Drug updated on 9/4/2024
Dosage Form | Tablet (oral; 200 mg) |
Drug Class | Kinase inhibitors |
Ongoing and Completed Studies | ClinicalTrials.gov |
Indication
- Indicated for the treatment of adult patients with hormone receptor (HR)-positive, human epidermal growth factor receptor 2 (HER2)-negative advanced or metastatic breast cancer in combination with an aromatase inhibitor as initial endocrine-based therapy.
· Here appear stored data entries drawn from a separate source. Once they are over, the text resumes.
PR #196, opened 2026-04-15
feat: Web Dashboard Phase 1 — Telegram Auth, BFF Proxy, Dashboard Shell

chrisrogers37:
## Summary

- **Telegram Login Widget auth** — `/login` page with Telegram widget, JWT sessions in httpOnly cookies, middleware-protected `/dashboard` routes
- **BFF proxy layer** — `/api/dashboard/[...path]` catch-all proxies to FastAPI backend using signed URL tokens (same format the backend already validates)
- **Dashboard overview page** — wires up existing analytics, category performance, and posting history endpoints with parallel server-side fetching
- **Route group restructure** — marketing pages in `(marketing)` group, dashboard in `(dashboard)` group, each with own layout

### Architecture

```
Browser → /dashboard/* → Middleware (JWT check)
                        → Dashboard Layout (session + sidebar/header)
                        → Dashboard Page (server component, fetches backend)

Browser → /api/dashboard/* → BFF Proxy → generates URL token → FastAPI /api/onboarding/*
```

### New env vars required
- `JWT_SECRET` — random 32+ char string for session signing
- `NEXT_PUBLIC_TELEGRAM_BOT_NAME` — bot username for Login Widget
- `BACKEND_URL` — FastAPI URL (default: http://localhost:8000)

### Files added/changed
- `src/lib/session.ts` — Edge-safe JWT/session (importable from middleware)
- `src/lib/auth.ts` — Telegram Login verification + URL token generation (Node crypto)
- `src/lib/backend.ts` — shared `backendFetch()` + `BACKEND_URL`
- `src/middleware.ts` — protects `/dashboard/*`
- `src/app/api/auth/{telegram,logout,session}/` — auth endpoints
- `src/app/api/dashboard/[...path]/` — BFF proxy
- `src/app/login/page.tsx` — login page
- `src/app/(dashboard)/` — dashboard layout + overview page
- `src/app/(marketing)/` — moved landing/setup pages into route group
- `src/components/dashboard/` — sidebar, header, analytics cards, posting chart, category breakdown, recent activity
- `src/components/auth/` — Telegram Login Widget wrapper

## Test plan
- [ ] `npm run build` passes (verified locally)
- [ ] `npm run lint` passes (verified locally)
- [ ] Set env vars and verify Telegram Login flow end-to-end
- [ ] Verify `/dashboard` redirects to `/login` when unauthenticated
- [ ] Verify BFF proxy forwards to FastAPI and returns analytics data
- [ ] Verify existing marketing pages (`/`, `/setup/*`) still render correctly
- [ ] Verify `/api/waitlist` endpoint still works


chrisrogers37 (commented):
## PR #196 Review — feat: Web Dashboard Phase 1

**This PR does:** Implement Telegram Login Widget auth with JWT sessions, a BFF proxy layer from Next.js to FastAPI, and a dashboard shell with analytics components.

**Architecture verdict:** Sound. The module split (session.ts Edge-safe / auth.ts Node-only), BFF token pattern, and React `cache()` deduplication are all well-executed. Two blockers need fixing before merge.

---

### 🔴 Blockers

**B1. Hardcoded JWT_SECRET fallback — `landing/src/lib/session.ts:23`**

```typescript
const JWT_SECRET = new TextEncoder().encode(
  process.env.JWT_SECRET || "storyline-ai-jwt-secret-change-me"  // ← public fallback
);
```

The fallback is committed to a public repo. Any deployment that forgets `JWT_SECRET` uses a known-plaintext secret, making every JWT on that instance forgeable.

Fix — fail hard at startup:
```typescript
const rawSecret = process.env.JWT_SECRET;
if (!rawSecret || rawSecret.length < 32) {
  throw new Error("JWT_SECRET must be set to a random 32+ character string");
}
const JWT_SECRET = new TextEncoder().encode(rawSecret);
```

---

**B2. BFF proxy path not validated — `landing/src/app/api/dashboard/[...path]/route.ts:30-31`**

```typescript
const backendPath = path.join("/");
const url = new URL(`/api/onboarding/${backendPath}`, BACKEND_URL);
```

`new URL()` resolves `..` segments. A request to `/api/dashboard/%2e%2e/admin` (URL-encoded `..`) resolves to `http://backend/api/admin`. An authenticated user can potentially reach FastAPI endpoints outside `/api/onboarding/`.

Fix — assert path containment after construction:
```typescript
const url = new URL(`/api/onboarding/${backendPath}`, BACKEND_URL);
if (!url.pathname.startsWith("/api/onboarding/")) {
  return NextResponse.json({ error: "Invalid path" }, { status: 400 });
}
```

---

### 🟡 Suggestions

**S1. `unsafe-eval` in CSP probably not needed — `landing/next.config.ts:14`**

`unsafe-inline` is likely required by the Telegram widget. `unsafe-eval` (which allows `eval()` and `new Function()`) almost certainly isn't. Remove it and test — if the widget breaks, document why. Currently this undermines XSS protection on `/login`.

Also: security headers are only applied to `/login`. Consider adding `X-Frame-Options: DENY`, `X-Content-Type-Options: nosniff` globally.

---

**S2. Backend 5xx errors leak to client — `landing/src/app/api/dashboard/[...path]/route.ts:66-73`**

Backend JSON responses are proxied verbatim including error bodies. FastAPI stack traces / internal messages on 5xx reach the browser. Gate on status:

```typescript
if (backendResponse.status >= 500) {
  return NextResponse.json({ error: "Backend unavailable" }, { status: 502 });
}
```

---

**S3. auth_date TTL is 24 hours — `landing/src/lib/auth.ts:27`**

`TELEGRAM_LOGIN_TTL = 86400` — Telegram recommends verifying `auth_date` is recent (typically 5-10 minutes). At 24h, an intercepted login callback can be replayed for a full day. Reduce to 300-600 seconds. (This is separate from the JWT session TTL which is correctly handled.)

---

**S4. Confirm FastAPI validates URL token freshness**

`generateUrlToken()` (`auth.ts:98-104`) embeds a timestamp, but it's unclear whether `validate_url_token()` on the FastAPI side enforces a TTL. If not, captured URL tokens are valid for the lifetime of the user's session. Worth a comment confirming backend enforcement.

---

### 🔵 Nits

- `sidebar.tsx:9-11` — links to `/dashboard/analytics` and `/dashboard/settings` which don't exist yet (will 404). Fine for Phase 1, worth a comment/TODO.
- `logout/route.ts` — always returns `{ ok: true }` regardless of whether a session existed. Harmless but slightly misleading.

---

### ✅ What's Well Done

- **Telegram HMAC verification** correctly implements the spec: SHA256 key derivation, sorted field string, `auth_date` check enforced (not just computed).
- **Cookie flags** all correct: `httpOnly`, `secure` (prod-only), `sameSite: "lax"`, `path: "/"`.
- **BFF token isolation** — proxy generates its own backend token from session data; user JWT never touches FastAPI. Clean separation.
- **Module split** (session.ts Edge-safe / auth.ts Node-only) is well-architected and clearly documented.
- **React `cache()`** for session deduplication — good call.
- **Parallel fetching** via `Promise.all` on the dashboard page.
- **Route group restructure** is clean — marketing and dashboard layouts properly isolated.
- Vercel preview is green ✓

---

**Verdict: Request Changes** — 2 blockers (JWT secret, path traversal), both quick fixes. Architecture is solid. Happy to re-review once addressed.

chrisrogers37 (commented):
## Re-Review: PR #196 — **Approved (LGTM)**

All 2 blockers and all 4 suggestions resolved. 7/8 items from the original review addressed; one nit left (harmless, noted below).

---

### ✅ Blockers — Both Resolved

**B1. JWT_SECRET fallback — FIXED** (`landing/src/lib/session.ts`)

```typescript
const rawSecret = process.env.JWT_SECRET;
if (!rawSecret || rawSecret.length < 32) {
  throw new Error("JWT_SECRET must be set to a random 32+ character string");
}
const JWT_SECRET = new TextEncoder().encode(rawSecret);
```

Exact fix requested. Module-level throw means the Edge Runtime fails to initialize if the secret is missing or too short — fail-secure, no silent plaintext fallback. ✅

---

**B2. BFF path traversal — FIXED** (`landing/src/app/api/dashboard/[...path]/route.ts`)

The fix is actually stronger than what I suggested. Two layers:

1. **Allowlist on `path[0]`** — only named endpoints pass (`analytics`, `accounts`, `history-detail`, etc.). Any unknown segment is rejected before URL construction.
2. **Belt-and-suspenders `startsWith("/api/onboarding/")`** — catches multi-segment traversal (e.g., `analytics/../../evil` resolves to `/api/evil`, caught here).

Verified: URL-encoded `..` segments are handled — `path[0]` would be `".."` which isn't in `ALLOWED_PATHS`. ✅

---

### ✅ Suggestions — All 4 Resolved

**S1. `unsafe-eval` removed** (`landing/next.config.ts`) — CSP on `/login` now only has `unsafe-inline` (required for Telegram widget) + `frame-src https://oauth.telegram.org`. `unsafe-eval` gone. Also added `X-Frame-Options: DENY` and `X-Content-Type-Options: nosniff` globally — better than what I asked for. ✅

**S2. 5xx errors gated** (`route.ts:line ~82`) — Backend 5xx returns `{ error: "Backend unavailable" }` with status 502. Error logged server-side. ✅

**S3. auth_date TTL reduced** (`landing/src/lib/auth.ts:line 28`) — `TELEGRAM_LOGIN_TTL = 300` (5 minutes). Good comment explaining it's the login callback window, separate from session TTL. ✅

**S4. FastAPI URL token TTL documented** (`auth.ts` JSDoc on `generateUrlToken`) — Comment confirms FastAPI enforces a 1-hour TTL via `src/utils/webapp_auth.py:URL_TOKEN_TTL`. ✅

---

### ⚪ Nits

**Nit 1 — sidebar TODO added** (`sidebar.tsx:9`) — `// TODO: /dashboard/analytics and /dashboard/settings pages are Phase 2+`. ✅

**Nit 2 — logout still returns `{ ok: true }` always** (`logout/route.ts`) — Unchanged from original. Still harmless (cookie is always deleted regardless of whether a session existed, and the response is fine either way). Not a blocker — leaving it as-is is acceptable.

---

### Verdict

Clean re-submission. Both security fixes are correct and the path traversal defense is more robust than the original suggestion. Ready to merge.

PR #223, opened 2026-04-16
Fix setup page horizontal overflow at 375px mobile

### LINKED ISSUE #215: Setup guide /setup/google-drive: horizontal overflow at 375px mobile viewport
## Summary

The setup guide page at `/setup/google-drive` (and potentially other setup sub-pages) has a horizontal overflow of `scrollWidth: 696px` at 375px viewport. The tab navigation bar (`Overview | Instagram Account | Meta Developer | Google Drive | Organize Media | Connect Telegram`) is too wide to fit on mobile, causing the page to be wider than the viewport.

## Reproduction

1. Navigate to `/setup/google-drive`
2. View at 375px width (mobile)
3. Page scrolls horizontally — content is clipped

## Root cause

The horizontal tab list in the setup nav renders all tabs in a single non-wrapping row. The combined tab widths exceed 375px.

## Suggested fix

Add horizontal scroll to the tab list, or switch to a compact mobile variant (select dropdown or collapsible accordion):

```tsx
// src/components/setup/setup-nav.tsx — add overflow-x-auto to the tab row wrapper
<div className="overflow-x-auto">
  <nav className="flex gap-1 whitespace-nowrap">
    ...
  </nav>
</div>
```

Or use a `<select>` on mobile viewports:

```tsx
<div className="sm:hidden">
  <select onChange={(e) => router.push(e.target.value)}>
    {steps.map(s => <option key={s.href} value={s.href}>{s.label}</option>)}
  </select>
</div>
<nav className="hidden sm:flex gap-1">...</nav>
```

chrisrogers37:
## Summary
- **CopyButton**: Add `max-w-full` and `min-w-0` so long URLs (like the OAuth redirect URI) truncate properly inside flex containers instead of overflowing the viewport
- **StepCard**: Reduce left padding on mobile (`pl-10 sm:pl-12`) and add `min-w-0` on content container to prevent child content from blowing out card width

Fixes are in shared components so all setup pages benefit, not just `/setup/google-drive`.

## Test plan
- [ ] Open `/setup/google-drive` at 375px viewport width — no horizontal scrollbar
- [ ] Verify the long redirect URI in Step 4 truncates with ellipsis
- [ ] Check other setup pages (`/setup/instagram`, `/setup/meta-developer`) still look correct
- [ ] Verify copy button still works after truncation fix

Closes #215

### DIFF
--- a/landing/src/components/setup/copy-button.tsx
+++ b/landing/src/components/setup/copy-button.tsx
@@ -21,11 +21,11 @@ export function CopyButton({ value, className }: CopyButtonProps) {
   return (
     <span
       className={cn(
-        "inline-flex items-center gap-2 rounded-md bg-muted px-3 py-1.5 font-mono text-sm",
+        "inline-flex max-w-full items-center gap-2 rounded-md bg-muted px-3 py-1.5 font-mono text-sm",
         className
       )}
     >
-      <span className="truncate">{value}</span>
+      <span className="min-w-0 truncate">{value}</span>
       <button
         onClick={handleCopy}
         className="shrink-0 text-muted-foreground transition-colors hover:text-foreground"
--- a/landing/src/components/setup/step-card.tsx
+++ b/landing/src/components/setup/step-card.tsx
@@ -14,12 +14,12 @@ export function StepCard({
   className,
 }: StepCardProps) {
   return (
-    <div className={cn("relative pl-12", className)}>
+    <div className={cn("relative pl-10 sm:pl-12", className)}>
       <div className="absolute left-0 top-0.5 flex h-8 w-8 items-center justify-center rounded-full bg-primary text-sm font-bold text-primary-foreground">
         {number}
       </div>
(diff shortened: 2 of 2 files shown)


chrisrogers37 (commented):
Clean, surgical fix. Correct approach throughout.

**Nit:** CHANGELOG.md not updated — CI requires an entry under `## [Unreleased]` before merge.

**Why the changes are right:**
- `min-w-0` on the inner `<span>` in `copy-button.tsx` is the canonical fix for flex truncation — `truncate` only works when the element can actually shrink, and `min-w-0` unlocks that
- `max-w-full` on the outer wrapper correctly caps the component at its container width
- `pl-10 sm:pl-12` recovers 8px on narrow viewports while still clearing the `w-8` step circle
- `min-w-0` on the StepCard content div prevents child content from blowing out the card width
- Both fixes are in shared components, so all setup pages benefit without duplication

All checks pass (Lint, Test, Security, Vercel). One nit on the changelog — otherwise ready to merge.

- Indicated for the treatment of adult patients with hormone receptor (HR)-positive, human epidermal growth factor receptor 2 (HER2)-negative advanced or metastatic breast cancer in combination with fulvestrant as initial endocrine-based therapy or following disease progression on endocrine therapy in postmenopausal women or in men.
Latest News
Summary
- Kisqali (ribociclib) is indicated for the treatment of adult patients with hormone receptor (HR)-positive, human epidermal growth factor receptor 2 (HER2)-negative advanced or metastatic breast cancer in combination with an aromatase inhibitor as initial endocrine-based therapy and for the treatment of adult patients with hormone receptor (HR)-positive, human epidermal growth factor receptor 2 (HER2)-negative advanced or metastatic breast cancer in combination with fulvestrant as initial endocrine-based therapy or following disease progression on endocrine therapy in postmenopausal women or in men.
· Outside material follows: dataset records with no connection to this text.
PR #224, opened 2026-04-16
Fix schedule step completion state for new users

### LINKED ISSUE #216: Setup wizard: "Set Schedule" step incorrectly shows complete for new users
## Summary

In `SetupWizard`, `isStepComplete(4)` (the "Set Schedule" step) returns `true` whenever `state.posting_hours_end > 0`. Because the default fallback value for `posting_hours_end` is `22` (set in `setup/page.tsx` when the backend is unreachable or returns no data), **this step always shows a green checkmark on first load** — even for brand new users who have never saved a schedule.

## Location

- `src/components/dashboard/setup-wizard.tsx`, line 185: `case 4: return state.posting_hours_end > 0;`
- `src/app/(dashboard)/dashboard/setup/page.tsx`, line 27: `posting_hours_end: 22`

## Current behavior

Step 5 ("Set Schedule") shows a green ✓ in the step indicator immediately on page load, suggesting setup is done before the user has touched anything.

## Expected behavior

The step should only show complete after the user has explicitly saved a schedule, not based on default values.

## Suggested fix

Add a `schedule_configured` boolean to `SetupState` (tracked by the backend), or change the check to compare against a sentinel value that only changes after an explicit save:

```ts
// Option A: add schedule_configured flag (preferred)
case 4: return state.schedule_configured;

// Option B: tighter sentinel — only complete if non-default values were saved
case 4: return state.schedule_configured ?? false;
```

chrisrogers37:
## Summary
- Add local `scheduleSaved` state that's only `true` when the user explicitly saves their schedule or has previously completed onboarding
- `canAdvance()` for step 4 now requires save (was unconditionally `true`)
- `isStepComplete(4)` uses `scheduleSaved` instead of trusting `schedule_configured` from API (which is `true` for new users with defaults)
- Sync `scheduleSaved` in `refreshState()` to prevent drift

## Test plan
- [ ] New user: schedule step should NOT show green checkmark before saving
- [ ] New user: "Next" button on schedule step should be disabled until save
- [ ] After saving schedule: step shows complete and Next is enabled
- [ ] Returning onboarded user: schedule step shows as complete on load
- [ ] Returning mid-setup user (saved schedule but didn't complete): step shows incomplete (must re-confirm)

Closes #216

### DIFF
--- a/landing/src/components/dashboard/setup-wizard.tsx
+++ b/landing/src/components/dashboard/setup-wizard.tsx
@@ -71,12 +71,20 @@ export function SetupWizard({ initialState }: SetupWizardProps) {
   const [postsPerDay, setPostsPerDay] = useState<number>(state.posts_per_day);
   const [hoursStart, setHoursStart] = useState(String(state.posting_hours_start));
   const [hoursEnd, setHoursEnd] = useState(String(state.posting_hours_end));
+  const [scheduleSaved, setScheduleSaved] = useState(
+    initialState.schedule_configured === true && initialState.onboarding_completed
+  );
 
   async function refreshState() {
     setError(null);
     try {
       const data = await postApi("init");
-      if (data?.setup_state) setState(data.setup_state);
+      if (data?.setup_state) {
+        setState(data.setup_state);
+        if (data.setup_state.schedule_configured && data.setup_state.onboarding_completed) {
+          setScheduleSaved(true);
+        }
+      }
       return data?.setup_state as SetupState | undefined;
     } catch (e) {
       setError(e instanceof Error ? e.message : "Operation failed");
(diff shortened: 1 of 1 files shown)


chrisrogers37 (commented):
Correct fix. The logic is sound across all scenarios.

**How it works:**
- `scheduleSaved` initializes to `true` only when `schedule_configured && onboarding_completed` — returning onboarded users see step 4 as complete, new users don't
- `inferStep` uses `onboarding_completed` (not `schedule_configured`) to land new users on step 4, so they arrive with `scheduleSaved = false` and can't advance until they explicitly save
- Save handler sets `scheduleSaved(true)` and advances to step 5 ✓
- `refreshState()` sync is one-directional (only sets to `true`), which is correct — no risk of resetting an in-session save

**Scenarios verified:**
- New user: step 4 shows incomplete, Next disabled ✓
- After saving: step complete, Next enabled ✓
- Returning onboarded user: step shows complete on load ✓
- Returning mid-setup (saved but not completed): must re-confirm — intentional per PR description ✓

**Nit:** CHANGELOG.md not updated — same CI failure as seen on nearby PRs. Add an entry under `## [Unreleased]` before merge.

All other checks pass (Lint, Test, Security, Vercel). Ready to merge after changelog update.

- This summary is based on the review of 10 systematic review(s)/meta-analysis(es). [1-10]
- CDK4/6 inhibitors (ribociclib, palbociclib, and abemaciclib) combined with endocrine therapy significantly improved progression-free survival (PFS) and overall survival (OS) in patients with HR+/HER2- advanced breast cancer compared to endocrine therapy alone. Specific combinations showed varied outcomes: abemaciclib + letrozole had the most favorable PFS, while ribociclib + fulvestrant yielded the best OS.
- All treatment combinations involving CDK4/6 inhibitors significantly reduced PFS hazard risks compared to monotherapy with aromatase inhibitors or fulvestrant. There were no statistically significant differences in OS among the three CDK4/6 inhibitors.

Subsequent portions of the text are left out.